Russia plans to form a state grain trading company to control up to half of the country's cereal exports, intensifying fears that Moscow wants to use food exports as a diplomatic weapon in the same way as Gazprom has manipulated natural gas sales.

The move by Moscow, the world's fifth-biggest exporter of cereals, has been sharply criticised by US agriculture diplomats as a "giant step back" to the Soviet era.

The decision to control food exports is the latest sign of how soaring food prices are reshaping the agriculture industry. The recreation of Soviet-style state trading will aggravate anxieties of food-importing countries about their dependence on the international market, which has been severely disrupted this year after exporters, including Russia, imposed prohibitive foreign sales duties or export bans.

Western diplomats and agriculture industry officials said Russia intended to transform its Agency for the Regulation of Food Markets into a state trader, controlling between 40 and 50 per cent of Russia's cereal exports within the next three years.

The company would take over government interests in 28 important storage depots and export terminals, including the country’s biggest at the Black Sea port of Novorossiysk.

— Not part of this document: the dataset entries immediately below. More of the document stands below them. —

PR #213, opened 2014-05-23
Fix a couple bugs in the delete pre leak script because I'm bad.

Acidity:
Thanks for noticing the bugs Pax!

### DIFF
--- a/brave/core/scripts/delete_pre_leak_keys.py
+++ b/brave/core/scripts/delete_pre_leak_keys.py
@@ -5,12 +5,10 @@ def delete(delete=False):
     
     x = 0
     
-    for credential in EVECredential.objects():
-        if len(EVECredential.objects(key=credential.key)) > 1:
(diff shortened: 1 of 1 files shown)


jboning:
the badness is mutual

brave/core/scripts/delete_pre_leak_keys.py
```diff
@@ -5,12 +5,10 @@ def delete(delete=False):
...
-            for c in EVECredential.objects(key__lt=3283828):
-                x += 1
-                print c.key
-                if delete:
-                    c.delete
+    for c in EVECredential.objects(key__lt=3283828):
+        x += 1
+        print c.key
+        if delete:
+            c.delete
```
jboning: while we're here, does `c.delete` actually work, or do you need to call it? (`c.delete()`)

Acidity: I don't know what you're talking about... :P

PR #215, opened 2014-05-23
Add duplicate account detection to core.

Acidity:
From #192.

### DIFF
--- a/brave/core/account/authentication.py
+++ b/brave/core/account/authentication.py
@@ -114,6 +114,18 @@ def authenticate(identifier, password):
     # Record the fact the user signed in.
     LoginHistory(user, True, request.remote_addr).save()
     
+    # Update the user's host
+    user.host = request.remote_addr
+    
+    # Check for other accounts with this IP address
+    if len(User.objects(host=request.remote_addr)) > 1:
+        # Quite possibly the worst code ever
+        for u in User.objects(host=request.remote_addr):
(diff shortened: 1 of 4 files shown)


brave/core/account/authentication.py
```diff
@@ -114,6 +114,18 @@ def authenticate(identifier, password):
     # Record the fact the user signed in.
     LoginHistory(user, True, request.remote_addr).save()
     
+    # Update the user's host
+    user.host = request.remote_addr
+    
+    # Check for other accounts with this IP address
+    if len(User.objects(host=request.remote_addr)) > 1:
+        # Quite possibly the worst code ever
+        for u in User.objects(host=request.remote_addr):
```
jboning, line 123: presumably all the other objects with this IP are already duplicates of each other... it's probably okay to just add_duplicate(user, other) for all others?

Acidity, line 123: Originally, I figured that was a bad assumption, but now that I think about it, since the host field doesn't get added in this update anyways we can probably make that assumption.

brave/core/account/authentication.py
```diff
@@ -114,6 +114,18 @@ def authenticate(identifier, password):
...
+            for z in User.objects(host=request.remote_addr):
+                User.add_duplicate(u, z, True)
```
jboning: style nit: it's usually clearer to pass a boolean as a keyword than a positional argument, so a reader can tell what it means

PR #216, opened 2014-05-23
Add account details page!

Acidity:
From #192.


jboning:
How much of this template is copied from the dashboard template? Would it be reasonable to share code?

Acidity:
The formatting style is borrowed from the dashboard template, but other things were thrown in to replace a lot of the content from the dashboard.
You could probably use an <%inherit file%> from a common base for these 2, but I'm not sure it's worth the effort.

PR #217, opened 2014-05-23
Remove the unnecessary functions in the EVEKeyMask classes, add a...

Acidity:
...function method to them, and update all references to them to now refer to APICall objects.

Part of #192.

### DIFF
--- a/brave/core/util/eve.py
+++ b/brave/core/util/eve.py
@@ -171,6 +171,8 @@ class APICall(Document):
     description = StringField()
     _mask = IntField(db_field="mask")
     group = IntField()
+    # Allow for the name of an APICall to be different from the URI in certain circumstances
+    uriname = StringField()
     
     @property
     def mask(self):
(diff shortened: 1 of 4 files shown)


Acidity:
Part of #192

jboning:
Same problem as before here, CharacterInfo has a mask of None

brave/core/util/eve.py
```diff
@@ -171,13 +171,14 @@ class APICall(Document):
     description = StringField()
     _mask = IntField(db_field="mask")
     group = IntField()
+    # Allow for the name of an APICall to be different from the URI in certain circumstances
+    uriname = StringField()
```
jboning, line 175: did this end up getting used at all?

brave/core/util/eve.py
```diff
@@ -350,11 +354,19 @@ def populate_calls(force=False):
         APIGroup(row.groupID, row.name, row.description).save()
     
     for row in result.calls.row:
-        APICall(row.type.lower()[:4] + '.' + row.name,
-            type_mapping[row.type],
-            row.description,
-            row.accessMask,
-            row.groupID).save()
+        if row.type.lower()[:4] != 'char' or row.name != 'CharacterInfo':
```
jboning: Not a priority, but if you are updating the code again, I think it's clearer to invert the structure of this. Detect and handle the special case first, then put the general case in the "else". (This is a reasonably common pattern; one reason is that it extends more nicely to several special cases.)

jboning:
The api.eve.CharacterInfo vs api.char.CharacterInfo discrepancy is still weird, but yeah, this seems as good a workaround as we'll get :| Maybe someday we'll think of something better.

The plan, pending governmental approval, could be implemented before the year's end, diplomats said. An internal report of the US agriculture department said that if the new entity had a dominant hold over the export market, it would jeopardise "a vibrant private grain trading sector."

"Essentially, [it will be] the latest in a series of industry renationalisations, and a reversal of what till now has been one of Russia's privatisation success stories," the report said.

Dmitry Medvedev, Russian president, emphasised at the last G8 summit the need for government involvement in foodstuffs trading, calling for a "grain summit" next year in Moscow to discuss "pricing policies and stabilisation measures."

Russia's former state-owned grain trading system was dismantled after the Soviet Union fell in the 1990s. Roskhleboprodukt, successor to the Soviet-era Ministry of Grain Products, has declined in importance. Exportkhleb, the foreign grain trading arm, was privatised.

The plans resemble action by Russia to form national champions in energy, aircraft, weapons and metals. It is unclear what role will remain for the commercial traders that dominate the grain export market.

"This is not a second Yukos," said Andrei Sizov, a managing director at Sovecon, a leading Russian consultancy analysing agriculture. "I believe the shares [of the state company] will be managed jointly with private owners or they will be bought on market-based conditions."

Another expert, on condition of anonymity, said to form the company -- combined with its ownership of the export terminals -- "would be bad for the entire development of the market."

The value of Russia's grain exports last season hit $3.5 billion, and analysts forecast it would double in the next five years as Moscow aims to increase its grain exports to at least 25 million tonnes from last season's 13 million tonnes.

Moscow's move to create a state grain trading comes as Australia deregulates its grain export market, which has been controlled by the 70-year-old wheat export monopoly operated by AWB.